|Could you write a best-selling children's book?|
Tom Lamont, a writer and commissioning editor for the Observer, wrote a very interesting piece today for the Guardian, in dialogue with children's author, Robert Muchamore. In it,he underlines what I, as a parent think and feel about the ever-growing number of celebrity authors.
Find the article here
"A celebrity – Kylie, Sting – announces his or her intention to write for children, and I instinctively feel for the career-pledged writers who have been huffing away with their thesaurus and watercolour brushes for years. Beneath them, the hopefuls with worthwhile manuscripts hustle for interest... And, uh oh, here's another celebrity, lolloping into the game. They've noodled out an idea on a Groucho Club napkin. Their agent has swivelled at the bar to arrange a six-figure deal. The published result, you can bet, will absorb more than its share of publicity budgets, review space, shelf space."
Working in a children's library, it's something I'm asked all the time; 'which books will my child like?' and also, 'which books are best for my child?'.
And I really do think I am quite good at pointing someone in the right direction. I myself have a special interest in children's literature and have studied the development of it, so celebrity writing is something which I have certainly noticed growing at a rapid rate on our bookshelves, and I see first-hand the impact it has when there is a chance to pick it up, for free, over a host of other titles.

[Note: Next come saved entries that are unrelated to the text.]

PR #2411, opened 2025-01-22
Add DraftsController

teceler:
Move draft creation and destruction to its own controller


teceler:
A bunch of our reply integration tests save drafts, so I'm tentatively convinced this works fine?

config/routes.rb
```diff
@@ -106,6 +106,9 @@
     end
     collection { get :search }
   end
+  resources :drafts, only: [:create, :destroy] do
+    collection { post :preview }
```
Throne3d, line 110: Do we have a `drafts#preview`? I don't think this is used based on the controller!

teceler: Oh yeah that's leftover from when I was also trying to get a preview path working, i should probably remove it. (That will have another PR later probably but didn't need to be in this one xD)

Throne3d (approved):

config/routes.rb
Throne3d: Ooh ok! Yeah, I think we can remove it from this PR but otherwise LGTM!

PR #2419, opened 2025-01-29
Add ExceptionNotification on Resque failure

Throne3d:
As per https://github.com/smartinez87/exception_notification/blob/master/lib/generators/exception_notification/templates/exception_notification.rb.erb#L7

Not 100% sure how to avoid this potentially entering an infinite loop if something goes wrong with ExceptionNotifier itself (does it send async?), but would be good to have something like this to make sure we get notifications when emails are broken.

### DIFF
--- a/config/initializers/resque.rb
+++ b/config/initializers/resque.rb
@@ -28,3 +28,11 @@ end
 # require 'resque/failure/redis'
 # Resque::Failure::MultipleWithRetrySuppression.classes = [Resque::Failure::Redis]
 # Resque::Failure.backend = Resque::Failure::MultipleWithRetrySuppression
+
+# logs Resque failures and sends them to ExceptionNotification
+require 'resque/failure/multiple'
+require 'resque/failure/redis'
+require 'exception_notification/resque'
+
+Resque::Failure::Multiple.classes = [Resque::Failure::Redis, ExceptionNotification::Resque]
+Resque::Failure.backend = Resque::Failure::Multiple


Throne3d:
Could fire the equivalent of https://github.com/smartinez87/exception_notification/blob/master/lib/exception_notification/resque.rb#L11 manually upon failures in a specific mailer instead! Might be safer to avoid infinite loops

config/initializers/resque.rb
```diff
@@ -28,3 +28,11 @@
 # require 'resque/failure/redis'
 # Resque::Failure::MultipleWithRetrySuppression.classes = [Resque::Failure::Redis]
 # Resque::Failure.backend = Resque::Failure::MultipleWithRetrySuppression
+
+# logs Resque failures and sends them to ExceptionNotification
+require 'resque/failure/multiple'
+require 'resque/failure/redis'
+require 'exception_notification/resque'
+
+Resque::Failure::Multiple.classes = [Resque::Failure::Redis, ExceptionNotification::Resque]
```
Throne3d, line 37: ExceptionNotification's EmailNotifier tries to use deliver_now if it's available (so shouldn't trigger a background job, so shouldn't cause infinite loop issues here)

https://github.com/smartinez87/exception_notification/blob/60e158888bbff96f7a9ae00ae97305cdd33726e9/lib/exception_notifier/email_notifier.rb#L199

I think we're good!

PR #2436, opened 2025-02-09
Locking various functionality with ENV variables

Marri:


teceler:
We probably also wanna do something with the visible_to scope

PR #2463, opened 2025-03-12
Handle ignored notifications in unread_notif_count

teceler:


app/views/layouts/application.haml
```diff
@@ -87,7 +87,9 @@
                   %li
                     = link_to notifications_path do
                       Notifications
-                      - unread_notif_count = current_user.notifications.unread.visible_to(current_user).count
+                      - unread_notifs = current_user.notifications.unread.visible_to(current_user)
+                      - unread_notifs = unread_notifs.not_ignored_by(current_user) if current_user&.hide_from_all
```
Marri, line 91: I don't think we need the `&.` here since it's within a `logged_in?` block

teceler: Oh probably not I just copied it over from notifications#index

app/views/layouts/application.haml
```diff
@@ -87,7 +87,9 @@
                   %li
                     = link_to notifications_path do
                       Notifications
-                      - unread_notif_count = current_user.notifications.unread.visible_to(current_user).count
+                      - unread_notifs = current_user.notifications.unread.visible_to(current_user)
+                      - unread_notifs = unread_notifs.not_ignored_by(current_user) if current_user.hide_from_all
+                      - unread_notif_count = unread_notifs.count
```
Throne3d, line 92: Maybe we can extract this logic (`current_user.notifications.visible_to(current_user)` + `.not_ignored_by(current_user) if current_user.hide_from_all`) somewhere so we can share it between the NotificationsController and here (so it doesn't get out of sync)

but lgtm!

Throne3d (approved):

PR #2506, opened 2025-05-12
Avoid using negation matchers before verifying the page loaded

teceler:
Also some general tests cleanup


spec/system/replies/new_spec.rb
```diff
@@ -391,19 +399,24 @@
         fill_in id: "reply_content", with: reply.content
         click_button "Add More Replies"
       end
-      expect(page).to have_no_selector('.error')
+
+      # TODO: add positive selector check
```
Throne3d, line 403: (are these TODOs for a follow-up PR?)

teceler: ...no, I missed those when i was going back through, whoops

Throne3d (approved):
LGTM, nice!

PR #888, opened 2025-02-23
Update tool calling nbs to 3.3

init27:
Fix 101 and 201


IgorKasianenko:
Let me check if all the documentation updates from https://github.com/meta-llama/llama-cookbook/pull/885 are in place

PR #892, opened 2025-03-04
update test for guard prefix

IgorKasianenko:
# What does this PR do?

Fixes tests after PR https://github.com/meta-llama/llama-cookbook/pull/890

## Before submitting

Thanks for contributing 🎉!


albertodepaola (approved):
Fixing quickly to avoid failing tests. We need to follow up on proper legacy model support, as the new categories do not match older Llama models

PR #943, opened 2025-05-09
fix failing github actions

IgorKasianenko:
# What does this PR do?

Fixes failing GitHub actions

Thanks for contributing 🎉!


.github/workflows/pytest_cpu_gha_runner.yaml
```diff
@@ -70,7 +70,5 @@ jobs:
         id: test_summary
         uses: test-summary/action@v2
         with:
-          paths: |
-            **/*.xml
-            !**/AndroidManifest.xml
+          paths: $GITHUB_WORKSPACE/result.xml
```
seyeong-han, line 73: In the current github action the result failed as well.
I think it's because some projects don't have `result.xml` to check.

```
Error: ENOENT: no such file or directory, open '$GITHUB_WORKSPACE/result.xml'
```

IgorKasianenko:
@seyeong-han @maximgroshev updated the test

PR #950, opened 2025-05-20
Fix/update samsum

### LINKED ISSUE #948: Dataset 'Samsung/samsum' doesn't exist on the Hub or cannot be accessed.
I tried to finetune llama 3.1 8 b using samsum dataset but it shows it doesn't exit. Is there any other dataset or any other way i can load a custom dataset to  finetune it .

Image

nabidam:
# What does this PR do?

Fixes #948

This PR changes `Samsung/samsum` dataset repo url with an existing clone of that dataset `knkarthick/samsum`.
Original dataset has been deleted from huggingface recently (for any unknown reason).

## Before submitting
- [x] This PR fixes a typo or improves the docs (you can dismiss the other checks if that's the case).
- [x] Did you read the [contributor guideline](https://github.com/meta-llama/llama-cookbook/blob/main/CONTRIBUTING.md),
      Pull Request section?
- [x] Was this discussed/approved via a Github issue? Please add a link
      to it if that's the case.
- [x] Did you write any new necessary tests?

Thanks for contributing 🎉!

### DIFF
--- a/src/llama_cookbook/datasets/samsum_dataset.py
+++ b/src/llama_cookbook/datasets/samsum_dataset.py
@@ -8,16 +8,15 @@ import datasets
 
 from unittest.mock import patch
 
-
 @patch('builtins.input', return_value="N")
 def load_samsum(split, _):
     try:
         ds = datasets.load_dataset("knkarthick/samsum", split=split)
     except ValueError as e:
         if "trust_remote_code" in str(e):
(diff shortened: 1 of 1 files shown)


IgorKasianenko:
Hi, thanks for the PR! As the origin of the issue is coming from the HuggingFace, I will give it a day to see their response and will approve this if there is no better solution.

albertodepaola:
We should think about using datasets in a HF org we control meta-llama, to avoid this issue in the future. We can temporarily accept this while we work on a long term solution.

IgorKasianenko (approved):
LG

PR #951, opened 2025-05-20
Fix model string name for Llama-Prompt-Guard-2-86M in inference.py

carlini:
getting-started/responsible_ai/prompt_guard/inference.py has the incorrect model string for Prompt Guard 2. It's correct here

https://github.com/meta-llama/llama-cookbook/blob/7dab6a3298ec2e4742283670b56b6d405bafb54d/getting-started/responsible_ai/prompt_guard/inference.py#L22

but wrong here

https://github.com/meta-llama/llama-cookbook/blob/7dab6a3298ec2e4742283670b56b6d405bafb54d/getting-started/responsible_ai/prompt_guard/inference.py#L26


IgorKasianenko (approved):
Thanks for the fix!

PR #992, opened 2025-09-05
Delete package-lock.json to resolve Dependabot alerts #94 and #93

IgorKasianenko:
# What does this PR do?

Fixes https://github.com/meta-llama/llama-cookbook/security/dependabot/94 and https://github.com/meta-llama/llama-cookbook/security/dependabot/93

Thanks for contributing 🎉!


seyeong-han (approved):
It's okay to remove this `package-lock.json` file.
Doesn't have dependencies with the project.

PR #1013, opened 2025-10-31
Add code for measuring skills transferability across LoRA and FFT finetunes

subramen:
Add experiment code for:

- finetuning LoRA and FFT variants
- evaluating against 2 tasks
- measuring and comparing skills transfer from task1 to task2 across each LoRA/FFT variant


albertodepaola (approved):
Looks good overall! Would be good to add the package requirements in a single list for easier installment.

albertodepaola (approved):
Looks Good! Would be good to have a list of dependencies to install as well. 

As a second step, would also be good to see some of the example results and how to evaluate them

PR #1057, opened 2026-05-17
fix: guard choices access before indexing in LLM API calls (10 files)

qizwiz:
## Summary

LLM APIs (OpenAI, Groq, and OpenAI-compatible endpoints) can return an empty `choices` list in several legitimate scenarios:

- Content filtering triggered (safety system returns no completions)
- Rate-limit or quota errors during streaming
- Network-level partial responses
- Certain model configurations with `n=0`

Accessing `response.choices[0]` without a length check raises `IndexError` in these cases, turning a recoverable API error into an unhandled crash.

This PR adds an explicit `if not <response>.choices` guard before every unguarded `choices[0]` access across 10 files:

| File | Line | Fix |
|------|------|-----|
| `3p-integrations/groq/.../groq-quickstart-conversational-chatbot/main.py` | 35 | `continue` loop iteration |
| `3p-integrations/groq/.../presidential-speeches-rag-with-pinecone/main.py` | 65 | `return ""` |
| `3p-integrations/groq/.../text-to-sql-json-mode/main.py` | 33 | `return ""` |
| `3p-integrations/groq/.../verified-sql-function-calling/main.py` | 135 | `return None` |
| `end-to-end-use-cases/Contextual-Chunking-RAG/helper.py` | 30, 40 | `return ""` |
| `end-to-end-use-cases/Multi-Modal-RAG/scripts/final_demo.py` | 115, 184 | `return` fallback |
| `end-to-end-use-cases/github_triage/llm.py` | 39 | inline ternary guard |
| `end-to-end-use-cases/research_paper_analyzer/research_analyzer.py` | 98 | `return []` |
| `end-to-end-use-cases/structured_parser/src/utils.py` | 456 | `raise ValueError` |
| `getting-started/inference/api_inference/api_inference.py` | 40 | `return ""` |

Found by [`pact`](https://github.com/qizwiz/pact) static analysis (`llm_response_unguarded` mode), which uses a Z3 Fixedpoint Datalog engine to track unguarded LLM API response accesses across Python call graphs.

## Test plan

- [ ] Verify pact reports 0 `llm_response_unguarded` violations on patched files
- [ ] Run existing example tests if any exist in CI


qizwiz:
**Update: guard strengthened after live reproduction (commit 7e52db5)**

While building a proof script, we found the original guard (`if not response.choices`) is incomplete for one additional failure mode.

**Gemini 2.5 Flash** (OpenAI-compatible endpoint) returns HTTP 200 with `choices[0].message = None` when its safety filter blocks a request — `finish_reason: 'content_filter: PROHIBITED_CONTENT'`. The choices list has one entry so the length guard passes, but accessing `.message.content` raises `AttributeError: 'NoneType' object has no attribute 'content'`.

```python
# previous guard — still crashes on Gemini content filtering
if not response.choices:
    return ""
return response.choices[0].message.content  # AttributeError if message is None

# comprehensive fix (this commit)  
if not response.choices or response.choices[0].message is None:
    return ""
return response.choices[0].message.content  # safe
```

All 10 files updated. This covers: empty choices list (any provider), null message on content filter (Gemini and potentially others).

The world of literature is awash with people who think they have a fantastic idea for a children's book - after all, it seems so easy, doesn't it?
|I wrote to the zoo, to send me a pet...|
Think of all of your children's favourites - Dear Zoo, Goodnight Moon, Guess How Much I Love you, Kipper - all with simple words and picture illustrations. Surely it doesn't take a genius to put together a successful children's book?
The truth is, it's really hard to get it right. Children are the most discerning audience, and above anything else are honest in their approach to things; if they do not like something, they will not pick it up.
Also, developmentally speaking, they are already geared towards a certain kind of literature at a certain age - it's not enough to simply have an easy story for pre-schoolers; research has shown that a story with rhyme and repetition works best, which is probably why author Julia Donaldson is so popular.
|Oh help, oh no!|
Baby board book have become so much more than pictures with words - there's now a huge array of black and white picture books, touch and feel boards and surprise flap books to garner the interest of the smallest babes.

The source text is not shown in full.